16 April 2026—Placed within a borehole drilled deep through the layers of a landslide, a fiber optic cable captured tiny, periodic stick-slip events that offer a unique glimpse at the complex movements within the landslide’s shear zone.
At the Lantai site in northern Taiwan, researchers concluded that the timing and pace of these stick-slip events was linked strongly to typhoon rainfall and earthquake shaking, they reported at the 2026 SSA Annual Meeting.
Recurring stick-slip events at the base of a deep-seated landslide like Lantai, where the sliding interface extends to the bedrock, have been detected on a few exceptional occasions using ground-based sensors prior to large failures, said Hsin-Hua Huang of Academia Sinica. In those cases, the stick-slip events were thought to be precursors to a major landsliding event.
“In contrast, our findings suggest that these stick-slip events are persistent rather than episodic—they are simply too minute to be detected by surface instrumentation under normal conditions,” Huang explained. “By leveraging borehole DAS sensing, we can now clearly ‘see them’ and characterize their spatiotemporal patterns for the first time.”
“Continuous monitoring of these repeating events may therefore offer a practical framework for developing accurate landslide early warning systems to mitigate future hazards,” he added.
DAS uses the tiny internal flaws in a long optical fiber as thousands of seismic sensors. An interrogator at one end of the fiber sends laser pulses down the cable that are reflected off the fiber flaws and bounced back to the instrument. When the fiber is disturbed by movement, researchers can examine changes in the reflected pulses to learn more about the resulting seismic waves.

Researchers are using a host of geophysical instruments to monitor the Lantai site, but most of their observations are confined to the ground surface. And compared to other borehole instruments, DAS is easier and less expensive to deploy to the depths where the overburden of rock and soil slides against bedrock.
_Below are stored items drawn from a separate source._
PR #60, opened 2024-06-10
Feat/fixes for label studio conversion

redur:
Some fixes that are required to perform the conversion from LabelStudio annotations to ground truth.


stijnvermeeren-swisstopo (approved):
I did not test it with label studio, but everything looks reasonable.

PR #61, opened 2024-06-10
Coordinates with position 2

stijnvermeeren-swisstopo:
- Keep track of the bounding box and page number for the extracted coordinates, and include this information in the predictions JSON file
- Draw the bounding box of the extracted coordinates (if any) in the visualisation
- Minor refactorings
- Make unit test covering coordinate extraction a bit more complete
- Also match lowercase "x" and "y" labels
- Make `Coordinate.from_values` more flexible in accepting swapped LV95 coordinate values


redur (approved):
Looks good to me.
I did not run your code here, but everything makes sense. 
Good work, thank you!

“These deep interfaces also entail a massive volume of material, and consequently, the resulting damage is catastrophic upon failure,” said Huang.
The research team at Lantai wanted to study the possible interaction between extreme environmental events such as typhoons and changes in the landslide’s structure. When a typhoon alert is issued for the area, the team deploys the DAS interrogator to the Lantai borehole for two weeks to a month.
During five of these DAS deployments, Huang and colleagues captured both accelerated landslide movements and recurring stick-slip events at the soil-bedrock interface, 20 to 30 meters deep.
Rainfall can trigger shallow landslides or debris flows, but “while rainfall is also considered a primary factor driving deep-seated landslides, the correlation is not as direct or immediate due to the depth of the interfaces,” said Huang. “Rather, it involves a complex network of fractures and fluid pathways that evolve dynamically during rainfall and are difficult to predict.”
DAS deployments like the one at Lantai can help scientists analyze how rainfall impacts frictional changes and other landslide mechanics at the landslide shear plane itself, which was “unattainable in the past,” said Huang.